We need to be very careful the way we read healing stories such as the one in today’s Gospel. The OT lesson and Gospel are both about the power of God’s constant presence and about the miracle of healing. Yet more often we aggressively pursue God’s healing power for our own rather than imitating God’s unfailing presence amidst severe challenges.
There is a difference between miracles and magical thinking. Magical thinking is when we think we can either demand that God act as we wish or make little miracles into something they are not. Learning the difference between authentic healing and magical thinking has for me been a series of trial and error, mostly my errors.
One of my favorite shows as a little boy was Bewitched. Do you remember the show? Samantha, a witch played by Elizabeth Montgomery was married to a mere mortal Darrin Stephens, played by Dick York and later Dick Sergeant. Samantha would twinkle her nose and all would be well to every embarrassing or uncomfortable situation. As a youngster my mom was sick for several years after my birth. I was a surprise birth! She had me when she was 48 and so it was a difficult birth leaving her very weak. Of course I knew that I could not twinkle my nose to make my mom well. Even at that young age I knew that much about the difference between real healing and magical thinking.
Even so, as much as I loved the Bewitched show and even though I could not articulate it, I was always frustrated by the huge gap that I felt between my lived reality and the falsity of the Bewitched possibility of prompt magical corrections. Another kid in my neighborhood loved the TV show Superman, but he was not so fortunate and jumped out his family’s fifth floor apartment window so he could fly like Superman. Tragically he did not live to learn the lesson that he could not fly like Superman. Magical thinking cost him his life. My friend died a physical death. Magical thinking can also sometimes lead to a spiritual death too. Today I want to talk with you about the way magical thinking leads to our spiritual death and if not challenged will impede our access to an authentic Christian life.
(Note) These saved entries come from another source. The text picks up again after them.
PR #26777, opened 2026-03-19
Edit some tree docs for conciseness

CraigMacomber:
## Description

Edits some docs for conciseness, and refer to node kinds instead of node types in a few places.

## Reviewer Guidance


docs/docs/data-structures/tree/node-types.mdx
```diff
@@ -7,41 +7,34 @@ Data on a [SharedTree](./index.mdx) is stored as a [node](./nodes.mdx) of one of
...
--   [**number**](../../api/fluid-framework/schemastatics-interface.md#number-propertysignature): Works identically to a JavaScript number except does not support -0, NaN or Infinity.
--   [**string**](../../api/fluid-framework/schemastatics-interface.md#string-propertysignature): Works identically to a JavaScript string except for not supporting unpaired UTF-16 surrogate pairs.
--   [**null**](../../api/fluid-framework/schemastatics-interface.md#null-propertysignature): Works identically to a JavaScript null.
--   [**FluidHandle**](../../api/fluid-framework/schemastatics-interface.md#handle-propertysignature): A handle to a Fluid DDS or Data Object in the current container. For more information about handles see [Handles](../../concepts/handles.mdx).
+-   [**boolean**](../../api/fluid-framework/schemastatics-interface.md#boolean-propertysignature): a JavaScript boolean.
+-   [**number**](../../api/fluid-framework/schemastatics-interface.md#number-propertysignature): a JavaScript number, but does not support `-0` (normalized to 0), `NaN`, or `Infinity` (normalized to `null` where allowed).
```
CraigMacomber, line 13: this is one place where I added info, in this case how numbers are normalized.

docs/docs/data-structures/tree/events.mdx
```diff
@@ -5,17 +5,15 @@ sidebar_position: 5
...
 
-The `TreeView` object exposes 2 events that communicate changes that affect the whole tree.
+`TreeView` exposes two events for tree-wide changes:
 
-`rootChanged` fires when the contents of the root field (the field that contains the root node) change.
-That is, if a new root node is assigned or the schema changes.
-This will not fire when the node itself changes.
+- `rootChanged` fires when the root field changes — i.e., a new root node is assigned or the schema changes.
+It does not fire when a property of the root node changes.
+- `commitApplied` fires when a change is applied outside a transaction, or when a transaction commits.
```
jenn-le: We should probably update this to prefer the `changed` event

jenn-le (approved):

docs/docs/data-structures/tree/events.mdx
```diff
@@ -37,17 +34,14 @@ on<K extends keyof TreeChangeEvents>(
...
--   `nodeChanged` fires whenever one or more properties of the specified node change.
--   `treeChanged` fires whenever one or more properties of the specified node or any node in its subtree, change.
+-   `nodeChanged` fires when one or more properties of `node` change.
+-   `treeChanged` fires when one or more properties of `node` or any node in its subtree changes.
 
-We recommend looking at the documentation of each of the events for more details.
+See the API docs for each event for further details.
 
-The `Tree.on()` method returns a function that unsubscribes the handler from the event. This method is typically called in clean up code when the node is being removed. For example:
+`Tree.on()` returns an unsubscribe function, typically called during cleanup:
```
jumyhre: Minor nit on the wording: It seems to me the important part of this is to tell the dev they should unsubscribe when they're done with the event handler, rather than suggest generally where this might be called.
```suggestion
`Tree.on()` returns an unsubscribe function. This function must be called once the event handler is no longer needed:
```

docs/docs/data-structures/tree/node-types.mdx
```diff
@@ -7,41 +7,34 @@ Data on a [SharedTree](./index.mdx) is stored as a [node](./nodes.mdx) of one of
...
 
 ### Object Nodes
 
-An [object node](../../api/fluid-framework/treeobjectnode-typealias.md) is a JavaScript object like TreeNode with zero or more named child [fields](../../api/fluid-framework/fieldschema-class.md) exposed as properties of the object.
-The object node's fields can be node types.
-A `SharedTree` can have many object nodes at various places in the tree and they do not all have to conform to the same schema.
-Your schema can specify different properties for different object nodes.
-The schema also specifies whether a child property is
+An [object node](../../api/fluid-framework/treeobjectnode-typealias.md) has zero or more named child [fields](../../api/fluid-framework/fieldschema-class.md) exposed as properties.
+Different object nodes in the same tree can have different schemas.
```
jumyhre, line 25: I'm wondering if we dropped important info here. One of the questions I have when reading this is "What's the difference between a map node and an object node?"

The old document noted 'The object node's fields can be node types.'. for object nodes and 'it only works for string keys' for map nodes. Was the original remark noting that object nodes could support anything as a key, including node objects? If so it seems like it might be good to add this back (though maybe reword it slightly, because i'm not 100% on what it means)

docs/docs/data-structures/tree/events.mdx
CraigMacomber: I feel like these docs exist to suggest usage patterns while the API docs exist to explain the usage contracts.

Also there is no requirement that you "must" unsubscribe. Regardless phrasing here isn't great. Here is a fix:

```suggestion
`Tree.on()` returns an unsubscribe function, which should be called any time the need for callback ends before the node is [deleted](https://fluidframework.com/docs/api/fluid-framework/treestatus-enum#deleted-enummember) (Not just [removed]](https://fluidframework.com/docs/api/fluid-framework/treestatus-enum#removed-enummember).
```

docs/docs/data-structures/tree/node-types.mdx
```diff
@@ -7,41 +7,34 @@ Data on a [SharedTree](./index.mdx) is stored as a [node](./nodes.mdx) of one of
...
+-   [**boolean**](../../api/fluid-framework/schemastatics-interface.md#boolean-propertysignature): a JavaScript boolean.
+-   [**number**](../../api/fluid-framework/schemastatics-interface.md#number-propertysignature): a JavaScript number, but does not support `-0` (normalized to 0), `NaN`, or `Infinity` (normalized to `null` where allowed).
+-   [**string**](../../api/fluid-framework/schemastatics-interface.md#string-propertysignature): a JavaScript string, but does not support unpaired UTF-16 surrogate pairs.
+-   [**null**](../../api/fluid-framework/schemastatics-interface.md#null-propertysignature): JavaScript `null`.
+-   [**FluidHandle**](../../api/fluid-framework/schemastatics-interface.md#handle-propertysignature): a handle to a Fluid DDS or Data Object. See [Handles](../../concepts/handles.mdx).
 
 ## TreeNodes
 
-The following subsections describe the available [TreeNode](../../api/fluid-framework/treenode-class.md) types.
+A [TreeNode](../../api/fluid-framework/treenode-class.md) represents an object or collection. The following kinds are available.
```
CraigMacomber:
```suggestion
There are multiple [kinds](https://fluidframework.com/docs/api/fluid-framework/nodekind-enum) of [TreeNode](../../api/fluid-framework/treenode-class.md), each of which manage and expose their children differently.
```

docs/docs/data-structures/tree/node-types.mdx
CraigMacomber: No. All field keys are strings. All supported property keys for object nodes are also strings (we do not support symbols, and JavaScript wouldn't let property keys be objects). The point here is that different fields can have different schema for the values, but the phrasing for it was unclear and misleading. I think the difference between object and map nodes is well stated in the map node section.

docs/docs/data-structures/tree/events.mdx
CraigMacomber: Replaced with links to API docs which now link to that.

jenn-le (approved):

jenn-le (approved):

PR #26784, opened 2026-03-19
improvement(id-compressor): Add resetUnfinalizedCreationRange API and use in CR.replayPendingStates

markfields:
### Background

Managing ID Allocation ops/batches in the ContainerRuntime has been a perennial source of difficulty, including some current efforts around Batch tracking, and potentially Staging Mode as well.

One special case that we can simplify is what happens for "resubmit".  The current flow submits an ID Allocation op before replaying pending ops.  This is divergent from the typical semantics of ID Allocation ops which is that they're only submitted right before an op that uses a new compressed ID.

### The new API

So we are introducing `IdCompressor.releaseUnfinalizedCreationRange`.  It's similar to `takeUnfinalizedCreationRange`, but instead of returning the range, it merely resets the internal state `nextRangeBaseGenCount` to be before any unfinalized ranges, since we know they won't be finalilzed (since the connection the ID Allocations were sent on closed without those acks).

Now, the next call to `takeNextCreationRange` will include those unfinalized ranges, and we don't need to interject an extra op before replay.

`takeUnfinalizedCreationRange` itself becomes a two-line shortcut.  Maybe we would want to deprecate it since additionally, it's unused internally?

### Reconnect Flow

By the time we get to `replayPendingStates`, we know everything pending has not been sequenced, and never will be until we resubmit.  I.e. we've finalized ALL successfully submitted ranges.  So we can safely move `nextRangeBaseGenCount` back according to the local clusters - those IDs will not be finalized by any in-flight ops, and should be included in the next creation range, triggered whenever the resubmitted main content (or subsequent changes) demands.

### Testing

Updated a test that was added for that `replayPendingStates` codepath to demonstrate that this works (if you comment out the new call, the test fails with `Ranges Finalized Out Of Order`).

---
---

_Here's the summary of the design discussion Claude and I had, comparing this ("Approach B") to 2 other alternatives (Approach A was very bad so omitted here):_

# Approaches for Deferring ID Allocation Op During Replay

## Problem

During `replayPendingStates`, the container runtime calls `takeUnfinalizedCreationRange` and immediately submits an IdAllocation op. Submitting this op during replay is problematic. We want to defer the allocation so it is included in the next naturally-submitted IdAllocation op instead.

## Background

- `takeNextCreationRange` returns IDs generated since the last range was taken, starting from an internal cursor (`nextRangeBaseGenCount`), and advances the cursor forward.
- `takeUnfinalizedCreationRange` returns ALL unfinalized IDs (going back to the last finalized cluster), and also advances the cursor forward.
- `generateCompressedId` does not interact with the range-taking cursor at all -- it only touches `localGenCount`, cluster state, and the normalizer.

## Approach B: `releaseUnfinalizedCreationRange` (IdCompressor change)

Add a new void method to `IIdCompressorCore` / `IdCompressor`:

```ts
public releaseUnfinalizedCreationRange(): void {
    // Reset nextRangeBaseGenCount back to the start of the unfinalized region
}
```

The container runtime calls this during replay instead of submitting an op. The next `takeNextCreationRange` call naturally produces a range covering both the old unfinalized IDs and any new IDs generated in the interim.

### Pros

- State tracking is consolidated inside the IdCompressor
- No merge logic needed -- `takeNextCreationRange` handles everything
- Only a single range is ever produced, so no ordering/overlap issues
- `normalizer.getRangesBetween` works correctly for the expanded range

### Cons

- New method on `IIdCompressorCore` (a `@legacy @beta` public interface)
- `nextRangeBaseGenCount` going backward is a new pattern (currently it only advances)
- The reserved range is opaque -- caller cannot inspect it for logging/debugging

## Approach C: Boolean flag in container runtime (no IdCompressor change)

Add a boolean flag (`needsUnfinalizedResubmit`) to the container runtime. Set it during replay instead of submitting an op. In `submitIdAllocationOpIfNeeded`, check the flag:

```ts
const idRange = this.needsUnfinalizedResubmit
    ? this._idCompressor.takeUnfinalizedCreationRange()
    : this._idCompressor.takeNextCreationRange();
this.needsUnfinalizedResubmit = false;
```

### Pros

- Zero changes to IdCompressor or its public API
- Uses existing, well-tested methods (`takeUnfinalizedCreationRange`)
- No new invariants -- `nextRangeBaseGenCount` continues to only advance
- Simpler to review and reason about

### Cons

- State is split across two components (boolean in container runtime, range state in compressor)
- Container runtime must know about the distinction between the two take methods (though it already does today)

## Recommendation

Both approaches are functionally equivalent and correct. Approach C is the lower-risk path (no API change, uses existing methods). Approach B is the more principled one (compressor owns its own state).


packages/runtime/id-compressor/src/idCompressor.ts
```diff
@@ -244,35 +244,18 @@ export class IdCompressor implements IIdCompressor, IIdCompressorCore {
...
-		return this.updateToRange(range);
+	public releaseUnfinalizedCreationRange(): void {
+		const lastLocalCluster = this.localSession.getLastCluster();
+		this.nextRangeBaseGenCount =
+			lastLocalCluster === undefined
+				? 1
+				: genCountFromLocalId(
+						(lastLocalCluster.baseLocalId - lastLocalCluster.count) as LocalCompressedId,
+					);
 	}
```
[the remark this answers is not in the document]
markfields: @copilot open a new pull request to apply changes based on [this feedback](https://github.com/microsoft/FluidFramework/pull/26784#discussion_r2962915930)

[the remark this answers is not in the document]
markfields: Never mind I'll take care of it

anthony-murphy (approved):
this change seems like a good direction to me, but i don't have deep id-compressor knowledge

packages/runtime/id-compressor/src/types/idCompressor.ts
```diff
@@ -97,6 +97,18 @@ export interface IIdCompressorCore {
 	 */
 	takeUnfinalizedCreationRange(): IdCreationRange;
```
anthony-murphy, line 98: you mention deprecating this, which seems like the correct approach if it is unused

packages/runtime/id-compressor/api-report/id-compressor.legacy.beta.api.md
```diff
@@ -48,6 +48,7 @@ export interface IIdCompressor {
 export interface IIdCompressorCore {
     beginGhostSession(ghostSessionId: SessionId, ghostSessionCallback: () => void): void;
     finalizeCreationRange(range: IdCreationRange): void;
+    releaseUnfinalizedCreationRange(): void;
```
anthony-murphy: i'm not really sure why so much the of the idcompressor interface is exposed? probably out of scope for this pr,  but if we don't think internal callers should use the new method, we could add an internal interface with internal methods that don't get exposed to the legacy layers

markfields: I believe that's the idea of the "Core" interface that this lives on.  Recently @taylorsw04 mentioned he was surprised to see that it's not `@internal`.  I think it's just exposed through the mocks, as per usual.

packages/runtime/id-compressor/src/types/idCompressor.ts
```diff
@@ -97,6 +97,18 @@ export interface IIdCompressorCore {
...
 
+	/**
+	 * Resets the next creation range to include all unfinalized IDs.
+	 * After calling this, the next call to `takeNextCreationRange` will produce a range
```
Josmithr: Nit: our guidelines call for the summary component of comments like this to be short and semantic. Other aspects like usage, side-effects, etc. should go in a `@remarks` block (or a more specific block as applicable).

```suggestion
	 * Resets the next creation range to include all unfinalized IDs.
	 * @remarks
	 * After calling this, the next call to `takeNextCreationRange` will produce a range
```

Josmithr: Nit (for improved API docs experience, and to make the docs slightly more robust to future refactoring)
```suggestion
	 * Resets the next creation range to include all unfinalized IDs.
	 * After calling this, the next call to {@link IIdCompressorCore takeNextCreationRange} will produce a range
```

Josmithr: (Same suggestion for the other API references here)

packages/runtime/id-compressor/api-report/id-compressor.legacy.beta.api.md
taylorsw04: My sharding PR (which got reverted, and we no longer need) included all the work to make it internal and hide it from consumers. Maybe we should revisit that since we did the work to remove usages from partner repos.

markfields: I might try to get this queued up for 2.100.  If I have time this week to get the announcement in

packages/runtime/id-compressor/src/types/idCompressor.ts
markfields: I'm not going to mess with it here, in favor of trying to deprecate this whole `IIdCompressorCore` interface for moving to `@internal` in 2.100.

anthony-murphy (approved):

taylorsw04:
@markfields I thought you were going to deprecate (or, honestly, just remove--I've audited all external users repos) takeUnfinalizedCreationRange? I'd like to not let the surface grow.

markfields:
> deprecate (or, honestly, just remove...)

@taylorsw04 - I'm hoping to deprecate this whole IIdCompressorCore interface for moving to `@internal` in 2.100.  We'd need to get the announcement together by Friday.

I'll either do that, or have a 1-liner follow-up PR that deprecates the new thing, and then remove it in 2.100.

taylorsw04 (approved):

Dan’s mom, a friend of mine in grade school went to the doctor to discover that she had leukemia and would die in three weeks. Dan’s mom was a woman of great faith and prayed every day of those three weeks seeking a miracle, a cure. His mom even went to great efforts to travel to a shrine in Ireland known for its healing qualities, but an exhausting trip yielded no miracle or healing. His mom became very bitter in those last days before her death and her family too. When she died my friend Dan left the church for over twenty years for that is how angry he was at God.
Dan and I grew up in a Roman Catholic context where if you say these many prayers, the Blessed Mother will give you special favors or if you light these many candles something else will happen. It was a theology of chemistry, mixing magical elements together to get exactly what we wanted. I wish I could say that I left behind the predominance of magical thinking to the old fashioned, pious Roman Catholic Church of my youth. The truth is that I have found that magical thinking is alive and well in The Episcopal Church. Frankly, magical thinking is one of the demons that we all face and that we must all constantly strive against as we choose to follow the path of Christian life.
It was mom’s Alzheimer’s that eventually helped me get over my magical thinking. In the last stages of my mom’s Alzheimer’s she had a massive seizure. She was expected to die. She was being kept comfortable with some oxygen to ease her breathing. At about 3am she began to speak having not spoken for over three years. She recognized us in the room with her and was able to thank us for our loving care. The experience lasted for only ten minutes. And then she fell silent again, never to speak again. She died three years later.
Hearing my mom say my name and hear her words of love after three years of her silence was an experience I cannot put in words for you. Perhaps, a description of my resistance to letting her go again will give you some sense of my lack of indifference. As she slipped away from a little miracle of awareness back into end stage Alzheimer’s I ran down the ICU hallway to insist that the doctors keep her on oxygen and maybe she would speak again.
I was not just thinking that she would speak again but that she would be completely healed of her Alzheimer’s. I knew that part of the deficit of Alzheimer’s has to do with a lack of oxygen to the brain. I was absolutely furious at the doctors and they looked at me like I was nuts. I needed a Chaplain right then not a doctor. In those minutes of rage I went from enjoying the unexpected in a little miracle to demanding that it become a life-defining miracle.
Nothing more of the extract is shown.